Noi abbiamo vissuto una sola grande operazione liberista, l’euro. Il suo “padre”, Bob Mundell, da buon liberista e miglior teorico mondiale delle aree monetarie ottimali, ha sempre teorizzato che perché siano appunto ottimali, devono essere uniti davvero i mercati sottostanti, altrimenti l’unico tasso d’interesse provoca shock asimmetrici. Infatti anche di questo è figlio il rallentamento europeo, visto che l’area “core” tedesca avrebbe bisogno di tassi americani all’1,25 per cento e non al 2, mentre invece Spagna, Irlanda e i nuovi membri tutti a forte crescita si avvantaggeranno assai più che proporzionalmente dei paesi “core” in stagnazione. Liberista è lo statuto che fa dell’istituzione di Francoforte la banca centrale più indipendente al mondo. Liberista è il principio alla base del Patto di Stabilità, senza di che l’euro non avrebbe visto la luce, secondo cui i bilanci devono essere mediamente in pareggio, e che si deve mettere un limite alla possibilità dei governi di indebitare i loro paesi. Oggi il patto appare “stupido”, ma la sua mancata riforma non è affatto la mancanza di coraggio dei tax and spend, è la mancanza di coerenza di chi il mercato unico l’ha voluto solo sulla moneta mentre le corporazioni bancarie e del lavoro tengono separati tutti gli altri.
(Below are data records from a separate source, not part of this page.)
PR #151, opened 2026-06-25
feat: default value for logos chat client

### LINKED ISSUE #126: Create a LogosChatClient, which is default prefconfigured with Logos Specific services
Context: https://github.com/logos-messaging/libchat/pull/124/changes#r3344852849

Need to deploy the contact store service first.

kaichaosun:
Adds an opinionated `LogosChatClient` preconfigured with the Logos stack.

Changes:
- `LogosChatClient`  with `open(transport, db_path, db_key, registry_url)`. 
  `db_path`/`db_key` are caller-supplied; 
  `registry_url` overrides the preconfigured endpoint  (placeholder until deployed).
- chat-cli builds via `LogosChatClient::open`, so it always uses the registry;
  `--registry-url` is now an endpoint override. 
  Removed the dead `run_logos_delivery`.

Fix https://github.com/logos-messaging/libchat/issues/126

### DIFF
--- a/crates/client/src/logos.rs
+++ b/crates/client/src/logos.rs
@@ -1,0 +1,61 @@
+//! The opinionated Logos client.
+//!
+//! [`ChatClientBuilder`] is generic and can only default the zero-config
+//! components (random identity, ephemeral registry, in-memory storage) — it has
+//! no way to know a registry endpoint or a database path, so its defaults are
+//! the test-grade ones. `LogosChatClient` is the layer that *does* commit to a
+//! stack: a delegate identity, the HTTP keypackage + account registry, and
+//! encrypted on-disk storage. It exists so independently built clients share the
+//! same production services instead of each re-deriving them.
+//!
+//! Only the transport is left to the caller: it carries native dependencies and
+//! environment-specific configuration that belong to the binary, not here.
+
+use crossbeam_channel::Receiver;
+use libchat::{ChatStorage, StorageConfig};
+
+use crate::ChatClientBuilder;
+use crate::client::{ChatClient, Transport};
+use crate::delegate::DelegateSigner;
+use crate::errors::ClientError;
+use crate::event::Event;
+use components::HttpRegistry;
+
+// The endpoint for account and keypackage registration service.
+const REGISTRY_ENDPOINT: &str = "https://devnet.chat-kc.logos.co";
+
+/// A [`ChatClient`] wired to the Logos service stack: a [`DelegateSigner`]
+/// identity, the HTTP keypackage + account registry ([`HttpRegistry`], which is
+/// both the keypackage store and the account → device directory), and encrypted
+/// [`ChatStorage`]. Only the transport `T` is supplied by the caller.
+pub type LogosChatClient<T> = ChatClient<DelegateSigner, T, HttpRegistry, ChatStorage>;
+
+impl<T> LogosChatClient<T>
+where
+    T: Transport + Send + 'static,
+{
+    /// Open a client on the Logos stack over `transport`, persisting to the
+    /// encrypted database at `db_path` unlocked with `db_key`. When `registry_url`
+    /// is `Some`, it overrides the preconfigured registry endpoint (e.g. a local
+    /// deployment); otherwise the baked-in endpoint is used.
+    ///
+    /// `db_path` is a per-client location and `db_key` is a secret, so both are
+    /// caller-supplied — never baked into the library.
+    pub fn open(
+        transport: T,
+        db_path: impl Into<String>,
+        db_key: impl Into<String>,
+        registry_url: Option<&str>,
+    ) -> Result<(Self, Receiver<Event>), ClientError> {
+        let endpoint = registry_url.unwrap_or(REGISTRY_ENDPOINT);
+        ChatClientBuilder::new()
+            .ident(DelegateSigner::random())
+            .transport(transport)
+            .registration(HttpRegistry::new(endpoint))
+            .storage_config(StorageConfig::Encrypted {
+                path: db_path.into(),
+                key: db_key.into(),
+            })
+            .build()
+    }
+}
--- a/.github/scripts/mock-registry.py
+++ b/.github/scripts/mock-registry.py
@@ -1,0 +1,46 @@
+#!/usr/bin/env python3
+"""Mock keypackage/account registry for the chat-cli CI smoketest.
+
+On startup the client registers its keypackage and account bundle. Publishing the
+bundle first fetches any existing record, so the stub answers:
+
+  * POST /v0/keypackage, POST /v0/account -> 200 (accept the write)
+  * GET  (any)                            -> 404 (nothing published yet)
+
+A 404 is what a fresh account looks like, which the client reads as "no existing
+record". This validates nothing — it only unblocks the smoketest; protocol-level
+behavior is covered by the workspace tests.
+"""
+
+from http.server import BaseHTTPRequestHandler, HTTPServer
+
+
+class Handler(BaseHTTPRequestHandler):
+    # Match the client's HTTP/1.1 requests so reqwest frames the response body.
+    protocol_version = "HTTP/1.1"
+
+    def _drain(self):
+        # Consume the request body so the client's request completes cleanly.
+        length = int(self.headers.get("Content-Length", 0))
+        if length:
+            self.rfile.read(length)
+
+    def _reply(self, status):
+        self.send_response(status)
+        self.send_header("Content-Length", "0")
+        self.end_headers()
+
+    def do_POST(self):
+        self._drain()
+        self._reply(200)
+
+    def do_GET(self):
+        self._drain()
+        self._reply(404)
+
+    def log_message(self, *args):
+        pass
+
+
+if __name__ == "__main__":
+    HTTPServer(("127.0.0.1", 18080), Handler).serve_forever()
--- a/.github/workflows/ci.yml
+++ b/.github/workflows/ci.yml
@@ -74,4 +74,15 @@ jobs:
       - name: Build chat-cli (logos-delivery)
         run: nix develop -c bash -c 'LOGOS_DELIVERY_LIB_DIR=./result/lib cargo build --release -p chat-cli'
       - name: Run chat-cli smoketest
-        run: nix develop -c ./target/release/chat-cli --name ci-test --smoketest
+        # The client registers against the keypackage/account registry on
+        # startup, so stand up a mock that accepts those calls. It runs on the
+        # system Python (no Nix needed); only chat-cli needs the dev shell.
+        run: |
+          python3 .github/scripts/mock-registry.py &
+          mock_pid=$!
+          trap 'kill "$mock_pid" 2>/dev/null || true' EXIT
+          for _ in $(seq 1 50); do
+            curl -s -o /dev/null http://127.0.0.1:18080/ && break
+            sleep 0.2
+          done
+          nix develop -c ./target/release/chat-cli --name ci-test --smoketest --registry-url http://127.0.0.1:18080
--- a/bin/chat-cli/src/main.rs
+++ b/bin/chat-cli/src/main.rs
@@ -9,8 +9,7 @@ use anyhow::{Context, Result};
 use clap::{Parser, ValueEnum};
 use crossbeam_channel::Receiver;
 use logos_chat::{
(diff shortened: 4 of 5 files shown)


crates/client/src/builder.rs
```diff
@@ -90,7 +106,11 @@ impl<I, T, R, S> ChatClientBuilder<I, T, R, S> {
 
 type Built<I, T, R, S> = Result<(ChatClient<I, T, R, S>, Receiver<Event>), ClientError>;
 
-// All four explicitly provided.
+/// `build()` exists only once every component has a concrete type. Any field
+/// still `Unset` (always at least the transport, which has no default) fails the
+/// bounds below, so an incomplete builder is a compile error rather than a
+/// runtime one. Start from [`ephemeral`](ChatClientBuilder::ephemeral) to fill the
+/// identity/registration/storage slots, then set the transport.
 impl<I, T, R, S> ChatClientBuilder<I, T, R, S>
```
jazzz, line 94: I like what you are trying to do here, by deleting the other build() impls however this goes against the benefits of using the "builder" pattern.

[Boulder] Implementors must not be required to provide every component on construction. For maintainability Developers only choose the components that they care about, and the library provides sensible defaults for the rest.

crates/client/src/builder.rs
```diff
@@ -22,18 +24,32 @@ pub struct ChatClientBuilder<I = Unset, T = Unset, R = Unset, S = Unset> {
...
-        Self::default()
+    /// A builder pre-filled with throwaway components — a random identity, an
+    /// ephemeral (in-memory) registry, and in-memory storage. Intended for tests,
+    /// examples, and local runs that need no persistence or network services;
+    /// override any slot with the matching setter. A complete entry point on its
+    /// own — only the transport is left to set before [`build`](ChatClientBuilder::build).
+    pub fn ephemeral() -> ChatClientBuilder<DelegateSigner, Unset, EphemeralRegistry, ChatStorage> {
+        Self::new()
+            .ident(DelegateSigner::random())
+            .registration(EphemeralRegistry::new())
```
jazzz: [Pebble] EphemeralRegistry requires clients be within the same process to connect. For developers this will be confusing why they cannot connect. Developers expect a EphemeralClient to be fully functioning rather than a test impl

crates/client/src/builder.rs
```diff
@@ -22,18 +24,32 @@ pub struct ChatClientBuilder<I = Unset, T = Unset, R = Unset, S = Unset> {
...
     }
-}
 
-impl ChatClientBuilder {
-    pub fn new() -> Self {
-        Self::default()
+    /// A builder pre-filled with throwaway components — a random identity, an
+    /// ephemeral (in-memory) registry, and in-memory storage. Intended for tests,
+    /// examples, and local runs that need no persistence or network services;
+    /// override any slot with the matching setter. A complete entry point on its
```
jazzz: [Sand] If intended for tests then why expose it at the primary developer entry point? Consider moving to integration tests, or tests module

crates/client/src/builder.rs
```diff
@@ -22,18 +24,32 @@ pub struct ChatClientBuilder<I = Unset, T = Unset, R = Unset, S = Unset> {
...
+    /// own — only the transport is left to set before [`build`](ChatClientBuilder::build).
+    pub fn ephemeral() -> ChatClientBuilder<DelegateSigner, Unset, EphemeralRegistry, ChatStorage> {
+        Self::new()
+            .ident(DelegateSigner::random())
```
jazzz: Using named configurations i think is a smart idea. 
However in this case it results in two undesirable paths for developers.

1) builder::new() + provide every single field, so it will build.
    - This breaks all clients if a new service is added to the client.
    - Requires developers to specify implementations they don't care about, which becomes failure points in the future
2) builder::<named_default>() + modifications.
    - Instantiates components which potentially have side effects, and are ultimately not used. 

The goal here is Developer choice + sensible defaults.

I would leave ChatClientBuilder as is and focus on providing named defaults via LogosChatClient

crates/client/src/logos.rs
```diff
@@ -0,0 +1,61 @@
...
+where
+    T: Transport + Send + 'static,
+{
+    /// Open a client on the Logos stack over `transport`, persisting to the
+    /// encrypted database at `db_path` unlocked with `db_key`. When `registry_url`
+    /// is `Some`, it overrides the preconfigured registry endpoint (e.g. a local
+    /// deployment); otherwise the baked-in endpoint is used.
+    ///
+    /// `db_path` is a per-client location and `db_key` is a secret, so both are
+    /// caller-supplied — never baked into the library.
```
jazzz, line 43: [Sand] this will be awkward for a while as all convos are missing persistence support, for the next month.

crates/client/src/logos.rs
```diff
@@ -0,0 +1,61 @@
...
+    pub fn open(
+        transport: T,
+        db_path: impl Into<String>,
+        db_key: impl Into<String>,
+        registry_url: Option<&str>,
```
jazzz, line 48: [Sand] Consider removing registry_url.

For clients to interop developers need to be using the same registry service. Providing configuration here means that clients will be fragmented. 

In general we want to be very opinionated in our "opinionated" implementations - such that two developers using LogosChatClient can always communicate. Same Delivery, same registration, same account.

crates/client/src/logos.rs
```diff
@@ -0,0 +1,61 @@
...
+{
+    /// Open a client on the Logos stack over `transport`, persisting to the
+    /// encrypted database at `db_path` unlocked with `db_key`. When `registry_url`
+    /// is `Some`, it overrides the preconfigured registry endpoint (e.g. a local
+    /// deployment); otherwise the baked-in endpoint is used.
+    ///
+    /// `db_path` is a per-client location and `db_key` is a secret, so both are
+    /// caller-supplied — never baked into the library.
+    pub fn open(
+        transport: T,
```
jazzz, line 45: [Pebble] This should be opinionated about the transport being used. Developers should not have to choose this parameter, it should be configured for them if they choose the LogosChatClient

crates/client/examples/message-exchange/main.rs
```diff
@@ -6,13 +6,13 @@ fn main() {
     let bus = MessageBus::default();
     let reg = EphemeralRegistry::new();
 
-    let (mut saro, saro_events) = ChatClientBuilder::new()
+    let (mut saro, saro_events) = ChatClientBuilder::ephemeral()
         .transport(InProcessDelivery::new(bus.clone()))
         .registration(reg.clone())
         .build()
```
jazzz, line 12: [Dust] As a developer; Using Ephemeral to then potentially define `.storage(sql)` seems more confusing than building the client the way I want via `ChatClientBuilder::new()`

eg.

`ChatClientBuilder::new().transport(t).storage(sql)`
vs
`ChatClientBuilder::ephemeral().transport(t).storage(sql)`

Is it ephemeral or does it use, sql peristence?

crates/client/src/builder.rs
kaichaosun: The chat-store is not fully deployed, once deployed, we can update it to be be http registry.

crates/client/src/builder.rs
kaichaosun: Move to test modules sounds good, I kept it here in this PR to minimize the required changes. As I found it easier to progress with concentrate PRs.

crates/client/src/builder.rs
kaichaosun: > builder::new() + provide every single field, so it will build.

I think the `defaults()` and override is the way to go in most scenarios. And leaving `new()` as a fully controlled way to initiate the client with the "pain" to update along with library.

> Instantiates components which potentially have side effects, and are ultimately not used.

Good point, and I don't have a good solution yet, maybe we should defer the side effects. I also don't see it's a blocker as we are mostly using memory storage etc.

The refactor here is to solve **the bloated builder methods**, as it will be growing even worse when there are new dependency added. Macros is another way to try, but I'd like to try this solution first.

crates/client/src/logos.rs
kaichaosun: This is added here to facilitate locally running apps so before we have a production ready registry, it can be override for such apps. 
It will also be useful if we have logos-delivery broadcast capability for publish records in registry implement, so multiple instance can be supported.

crates/client/src/logos.rs
kaichaosun: Yeah, I suppose it should be fine as not many code depends on this path yet.

crates/client/src/logos.rs
kaichaosun: I agree, the current logos delivery is not in the proper place, and hard to instantiate it in `logos.rs`, needs another PR to first move logos delivery transport in extentions.

crates/client/src/builder.rs
kaichaosun: The new implementation actually fulfill this target as far as I can tell.
also checkout this comment https://github.com/logos-messaging/libchat/pull/151#discussion_r3478590879 for the reason why I remove the many builders.

crates/client/examples/message-exchange/main.rs
kaichaosun: The semantic looks a bit different,
`ChatClientBuilder::ephemeral().transport(t).storage(sql)` means you decide to go with default first and override later,
`ChatClientBuilder::new().transport(t).storage(sql).xyz()` are also supported, but devs needs to provide all the required ones.

Maybe we can rename `ephemeral` to `defaults` later when we have registry and persistence ready. I explicitly name is `ephemeral` to reflect its current usage and internal state.

crates/client/src/builder.rs
jazzz: > Good point, and I don't have a good solution yet, maybe we should defer the side effects.

That is the intention of the initial design. Initializing services will produce effects (registration, state initialization, logging, etc. ) As the services improve and become more production ready, the effects will increase. This interface is entirely focused on developers, so services like in memory storage will be replaced ASAP. 

 > The refactor here is to solve the bloated builder methods, as it will be growing even worse when there are new dependency added.
 
I don't see "bloated builder methods" as an issue that requires fixing at this moment. The code is relatively straight forward, and symmetric. Zero side-effect, compile-time type enforcement is worth it at this moment

> As I found it easier to progress with concentrate PRs.
Lets let it become an issue before attempting to resolve it

crates/client/src/builder.rs
jazzz: > The new implementation actually fulfill this target as far as I can tell.

I was imprecise with my language, as I was assuming a requirement of no side effects. 

Updated to: "Using a zero-side effect pathway like `::new()` Implementors must not be required to provide every component on construction. "

crates/client/src/builder.rs
jazzz: My concern is then, using http registry would not be ephemeral, as the KeyPackages are persisted beyond restarts. 

Ephemeral represents the current state well. However this is the primary entry point for developers. They do not want ephemeral services and messages. Public facing api structure need to be defined aspirationally, not based on the current feature sets.

crates/client/src/logos.rs
```diff
@@ -0,0 +1,61 @@
+//! The opinionated Logos client.
+//!
```
jazzz, line 2: Having LogosChatClient located within the "Generic client" seems like it will be full of friction as the objects have separate concerns. 

the "GenericClient will tend to be more generic/abstract" and the LogosChatClient will tend towards importing specific implementations and services. 

[Sand] LogosChatClient would benefit from being a separate crate, to keep imports separated. That way it can import LogosCore specific implementations and GenericClient could remain free of these implementation details

jazzz (changes requested):
My previous concerns still remain. 

- Blocker: Changing ChatClientBuilder to require an ephemeral base configuration has negative impacts on code maintenance and will be hard to undo in the future. 
   - This change does not seem necessary at this time, as it does not add any required functionality while removing beneficial properties.
   - The motivation of removing a few lines of code doesn't justify the increased maintenance costs in developer applications. 
- Forcing Ephemeral be the root of the builder pathway introduces fragmentation, which will become developer pain. 
   - The focus should be on creating an API that we want in the future( rather that what is available now), and working towards it with little to no breaking code changes in demos and developer applications.

crates/client/src/logos.rs
kaichaosun: Split LogosChatClient to its own crate looks too early, we can do it later. 
The landscape may also change as we move to production ready, and move ephemeral/in memory dependencies to test.

jazzz (approved):
Changes are looking much better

Larga parte del paese è più incerta, più a rischio, si sente o teme di potersi sentire più povera. Di questo certamente porta la colpa il governo di Silvio Berlusconi. Chiamare liberismo la sua politica inconcludente, significa attribuirle una dignità intellettuale ed una coerenza di azione che non si merita. Anche del fatto che il paese non cresce, porta la colpa il governo di Silvio Berlusconi. Ma “l’Italia vive un declino da dieci o vent’anni, non da tre o quattro; ed esso non nasce solo dal modo in cui si governa in questa legislatura, riguarda anche le precedenti”: a scriverlo è Tommaso Padoa Schioppa ( Corriere della Sera di ieri). Non cresce l’Italia, non cresce la Germania socialdemocratica, né la Francia colbertista: è tutta l’Europa che cresce un settimo degli Usa, e un ventesimo della Cina. Ci sono buone ragioni per pensare che questo dipenda da un deficit di liberismo. Ma anche chi non condivide questa opinione, non può escludere di dovere, un giorno o l’altro, ricorrere a misura liberiste per uscire dal declino. Allora, potrebbe dolersi di aver creato un nemico che non c’è. Gridare dagli all’untore è sempre un errore. Se si hanno gli antibiotici a disposizione, è una colpa.